*** Opening of Given data ***
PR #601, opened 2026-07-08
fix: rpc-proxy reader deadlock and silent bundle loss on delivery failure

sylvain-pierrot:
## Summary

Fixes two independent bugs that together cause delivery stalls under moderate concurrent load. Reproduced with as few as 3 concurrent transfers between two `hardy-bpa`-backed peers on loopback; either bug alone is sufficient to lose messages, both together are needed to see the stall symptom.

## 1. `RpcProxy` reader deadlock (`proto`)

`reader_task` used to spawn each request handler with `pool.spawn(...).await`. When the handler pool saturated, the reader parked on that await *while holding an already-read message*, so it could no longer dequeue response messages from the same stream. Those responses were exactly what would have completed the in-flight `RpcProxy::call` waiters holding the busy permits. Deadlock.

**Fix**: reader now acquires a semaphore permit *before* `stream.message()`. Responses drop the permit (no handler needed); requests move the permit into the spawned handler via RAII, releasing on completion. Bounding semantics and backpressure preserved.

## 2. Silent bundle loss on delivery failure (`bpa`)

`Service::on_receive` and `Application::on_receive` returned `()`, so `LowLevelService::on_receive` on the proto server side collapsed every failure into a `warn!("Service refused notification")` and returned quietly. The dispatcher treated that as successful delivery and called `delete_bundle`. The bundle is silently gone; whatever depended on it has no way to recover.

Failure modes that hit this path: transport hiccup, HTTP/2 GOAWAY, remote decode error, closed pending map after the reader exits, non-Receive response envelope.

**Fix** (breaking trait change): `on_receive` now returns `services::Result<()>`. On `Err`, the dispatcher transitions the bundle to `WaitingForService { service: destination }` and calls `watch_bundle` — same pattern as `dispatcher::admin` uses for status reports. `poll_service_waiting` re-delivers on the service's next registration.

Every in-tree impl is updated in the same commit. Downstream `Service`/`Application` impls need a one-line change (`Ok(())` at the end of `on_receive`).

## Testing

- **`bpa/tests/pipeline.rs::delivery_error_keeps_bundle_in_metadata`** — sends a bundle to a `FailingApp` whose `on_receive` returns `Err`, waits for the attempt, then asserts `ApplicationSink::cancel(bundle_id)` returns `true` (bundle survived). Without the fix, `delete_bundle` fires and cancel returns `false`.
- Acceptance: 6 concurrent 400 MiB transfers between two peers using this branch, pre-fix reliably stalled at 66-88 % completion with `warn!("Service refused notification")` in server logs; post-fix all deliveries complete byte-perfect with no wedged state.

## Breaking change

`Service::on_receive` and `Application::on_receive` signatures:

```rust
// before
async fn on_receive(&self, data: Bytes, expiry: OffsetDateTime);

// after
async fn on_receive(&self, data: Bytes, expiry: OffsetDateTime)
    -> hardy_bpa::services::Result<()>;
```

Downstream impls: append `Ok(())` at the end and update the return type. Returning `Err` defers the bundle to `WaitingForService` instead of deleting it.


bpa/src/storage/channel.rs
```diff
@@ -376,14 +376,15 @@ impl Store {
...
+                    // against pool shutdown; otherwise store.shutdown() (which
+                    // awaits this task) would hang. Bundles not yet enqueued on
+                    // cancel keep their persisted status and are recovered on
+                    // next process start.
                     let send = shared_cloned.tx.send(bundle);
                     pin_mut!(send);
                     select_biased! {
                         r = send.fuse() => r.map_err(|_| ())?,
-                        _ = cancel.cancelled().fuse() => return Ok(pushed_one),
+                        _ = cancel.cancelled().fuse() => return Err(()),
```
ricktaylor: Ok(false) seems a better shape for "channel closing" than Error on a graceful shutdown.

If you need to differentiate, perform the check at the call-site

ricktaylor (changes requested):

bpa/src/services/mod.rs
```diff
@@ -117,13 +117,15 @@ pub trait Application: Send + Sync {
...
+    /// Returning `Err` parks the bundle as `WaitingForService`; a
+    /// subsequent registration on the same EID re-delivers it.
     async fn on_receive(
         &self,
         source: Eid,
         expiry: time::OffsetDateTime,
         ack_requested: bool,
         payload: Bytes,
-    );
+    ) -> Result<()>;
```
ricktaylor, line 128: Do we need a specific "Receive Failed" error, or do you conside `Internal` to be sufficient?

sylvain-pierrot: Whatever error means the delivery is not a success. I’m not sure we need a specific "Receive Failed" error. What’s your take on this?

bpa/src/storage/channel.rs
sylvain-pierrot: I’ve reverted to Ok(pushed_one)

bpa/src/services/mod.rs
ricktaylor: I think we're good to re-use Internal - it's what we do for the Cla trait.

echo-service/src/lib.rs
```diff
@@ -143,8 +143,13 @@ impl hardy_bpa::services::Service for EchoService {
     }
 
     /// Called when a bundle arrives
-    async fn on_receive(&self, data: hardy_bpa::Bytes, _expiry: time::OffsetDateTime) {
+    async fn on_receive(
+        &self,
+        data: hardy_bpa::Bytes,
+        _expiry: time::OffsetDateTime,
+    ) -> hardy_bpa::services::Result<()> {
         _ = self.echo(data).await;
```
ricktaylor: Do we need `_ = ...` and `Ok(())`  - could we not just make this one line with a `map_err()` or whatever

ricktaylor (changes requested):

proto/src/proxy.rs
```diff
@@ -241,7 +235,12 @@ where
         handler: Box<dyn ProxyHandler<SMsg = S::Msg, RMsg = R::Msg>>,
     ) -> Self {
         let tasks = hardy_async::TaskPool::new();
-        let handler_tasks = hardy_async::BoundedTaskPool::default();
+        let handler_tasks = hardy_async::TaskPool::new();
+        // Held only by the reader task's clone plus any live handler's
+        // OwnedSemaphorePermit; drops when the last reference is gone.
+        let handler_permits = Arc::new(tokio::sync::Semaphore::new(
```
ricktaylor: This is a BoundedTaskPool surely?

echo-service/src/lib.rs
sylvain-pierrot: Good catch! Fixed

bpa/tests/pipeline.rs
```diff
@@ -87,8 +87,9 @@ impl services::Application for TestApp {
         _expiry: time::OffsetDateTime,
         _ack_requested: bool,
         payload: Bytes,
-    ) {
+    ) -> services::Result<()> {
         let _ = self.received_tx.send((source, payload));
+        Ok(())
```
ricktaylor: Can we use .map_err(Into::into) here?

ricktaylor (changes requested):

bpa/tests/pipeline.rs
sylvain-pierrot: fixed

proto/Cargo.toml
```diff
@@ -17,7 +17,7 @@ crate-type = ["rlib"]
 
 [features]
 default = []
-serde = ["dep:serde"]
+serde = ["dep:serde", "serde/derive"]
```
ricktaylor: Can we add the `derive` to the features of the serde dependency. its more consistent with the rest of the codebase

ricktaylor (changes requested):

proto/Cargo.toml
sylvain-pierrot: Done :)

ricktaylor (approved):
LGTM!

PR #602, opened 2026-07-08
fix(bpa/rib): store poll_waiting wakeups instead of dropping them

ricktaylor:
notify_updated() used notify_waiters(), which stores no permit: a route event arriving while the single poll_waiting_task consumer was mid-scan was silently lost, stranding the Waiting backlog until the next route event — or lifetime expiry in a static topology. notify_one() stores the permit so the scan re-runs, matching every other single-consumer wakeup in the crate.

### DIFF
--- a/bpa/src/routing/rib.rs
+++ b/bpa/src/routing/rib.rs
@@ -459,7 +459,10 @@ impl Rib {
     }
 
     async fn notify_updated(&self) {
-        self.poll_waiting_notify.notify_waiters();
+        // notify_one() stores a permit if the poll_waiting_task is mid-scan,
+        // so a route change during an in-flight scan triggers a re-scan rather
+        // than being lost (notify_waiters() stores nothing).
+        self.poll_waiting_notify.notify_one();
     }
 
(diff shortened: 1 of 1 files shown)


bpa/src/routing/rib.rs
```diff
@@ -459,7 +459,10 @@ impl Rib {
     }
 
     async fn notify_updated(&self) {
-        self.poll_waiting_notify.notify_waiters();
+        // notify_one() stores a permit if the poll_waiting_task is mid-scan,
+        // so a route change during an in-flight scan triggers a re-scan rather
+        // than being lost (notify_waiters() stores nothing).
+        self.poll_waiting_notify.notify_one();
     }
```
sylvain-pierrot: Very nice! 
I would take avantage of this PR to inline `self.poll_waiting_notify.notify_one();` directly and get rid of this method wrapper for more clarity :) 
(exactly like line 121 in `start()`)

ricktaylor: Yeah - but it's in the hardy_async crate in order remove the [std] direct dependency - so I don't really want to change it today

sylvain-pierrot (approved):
*** Close of Given data ***
*** Opening of Given data ***
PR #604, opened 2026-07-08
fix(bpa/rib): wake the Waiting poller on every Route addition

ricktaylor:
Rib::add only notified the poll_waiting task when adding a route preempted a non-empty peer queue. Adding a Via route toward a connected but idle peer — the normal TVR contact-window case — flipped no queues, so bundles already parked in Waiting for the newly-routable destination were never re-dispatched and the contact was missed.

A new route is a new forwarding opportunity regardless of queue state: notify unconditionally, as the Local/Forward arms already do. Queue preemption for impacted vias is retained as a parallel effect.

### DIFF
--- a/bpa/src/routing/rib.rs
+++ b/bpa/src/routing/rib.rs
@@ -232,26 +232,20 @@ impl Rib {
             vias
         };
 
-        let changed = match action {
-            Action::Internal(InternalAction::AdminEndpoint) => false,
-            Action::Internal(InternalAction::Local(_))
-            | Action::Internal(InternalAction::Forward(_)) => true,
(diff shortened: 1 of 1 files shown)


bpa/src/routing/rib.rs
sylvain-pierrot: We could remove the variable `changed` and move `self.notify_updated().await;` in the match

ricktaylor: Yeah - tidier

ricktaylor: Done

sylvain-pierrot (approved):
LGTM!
*** Close of Given data ***
- **Activity**
With "InternalAction" as the string to match, show every line of the entries above that has it.

- **Answer space**
-            Action::Internal(InternalAction::AdminEndpoint) => false,
-            Action::Internal(InternalAction::Local(_))
-            | Action::Internal(InternalAction::Forward(_)) => true,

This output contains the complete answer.